Del tamaño de una hormiga grande, (9 mm.) así es un antiplagas moderno. Hoy es una Marca Registrada, digno del mejor Jardín Botánico.

 

 

              Al Pata Negra no se le lubrica nunca, sólo se le da brillo metálico. La cornisa redondeada con su finísimo brillo, impide que suban los insectos, simplemente... resbalan. 

 

 

   Ningún sistema comercial actual, entona mejor con el paisaje, que los collares Pata Negra. 

    Uno de los objetivos de la investigación ha sido, conseguir una integración con el entorno al máximo nivel.

 

 

    Ideal para las huertas de ciudad, las plagas no respetan, ni entienden de zonas urbanas o rurales.

  Más abajo veremos, como pueden llegar a contaminarse  éstos cerezos "urbanitas", en cuanto se les quita el collar.

 

 

    El collar Pata Negra es la variante de lujo de todos nuestros collares. Realizado con tubo de silicona 3x9 mm. impregnado de ceras de lubricantes secos.

  Este collar tiene una duración de muchos años, cuando sea necesario se empalman trozos con los conocidos casquillos de unión. 

    No se ha creado para la huerta, los tratamientos que lleva lo harían caros. Su sitio estará en jardines de chalets donde suele haber frutales decorativos.

    Este modelo grafitado con ceras, no se comercializa de momento... 

 

 

           Veamos como montamos nosotros, un modelo  en fincas particulares. No es necesario poner la goma de asiento, es un extra que nosotros hacemos para dar más calidad a nuestros montajes.

 

  <> Primero como siempre, limpieza y relleno de grietas con plastilina bajo el collar,  si las hay.

 

  <> Se coloca un elemento  de asiento, de goma neopreno, (burlete de ventana forma E ), dura 5 años, se une con pegamento rápido. Con ella se ajusta el tubo a la perfección, tapando huecos  creando una estética premium. 

   Hay que quitarle la tira adhesiva, sino, no estira y, cortar el nervio central.

 

  

 

 

 

    <> Se coge la medida de tubo necesaria, se coloca el casquillo de unión (mojado un poco de saliva) y se va ajustando encima de la goma.

 

 

      <> Se encaja hasta el fondo, tiene que quedar ajustado, sin huecos por ningún lado. 

 

 

    <> Aunque el casquillo de unión entra a presión y aguanta bien un año, se asegura con dos cortas alfileres barnizadas, ( 8 mm. largo) clavadas de lado a lado, sin llegar al tronco. Así estirará hasta su límite de elasticidad sin riesgos de que se salga durante años.

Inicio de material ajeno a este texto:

PR #2259, opened 2019-11-15
Filter orders by any payment

JoshuaBehrens:
Orders can be placed in the past using a nowadays inactive payment. But you can't filter these orders by them.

   También se puede poner en el tubo, una grapa pequeña de arriba hacia abajo y otra por debajo. Cuanto mayor sea el árbol, más años durará sin desmontarlo para empalmar.

 

 

   Parece increíble, que algo tan minúsculo sea capaz de proteger a los frutales. Como en todos los avances tecnológicos, se reducen las dimensiones, se mejoran las prestaciones y se gana en estética.

   El Pata Negra es hoy, Tecnología Punta,- la referencia dentro de su campo de actuación. Su sitio está en los jardines de chalets, ahí se puede apreciar su elegancia.

   

 

 

   La foto siguiente está hecha en el centro de la Ciudad de Burgos,  (2016) los cerezos han estado bien protegidos y la producción abundante,  cien por cien ecológica. Ni un solo tratamiento

 

  

   Nada más coger las cerezas, quitamos los collares,  el resultado... sorprendente. En un mes los cerezos están irreconocibles de la exagerada contaminación que tienen.

   Han pasado de no tener ni un pulgón, a estar literalmente comidos, con un aspecto penoso. En el momento que las hormigas han subido a placer, se ha producido la catástrofe.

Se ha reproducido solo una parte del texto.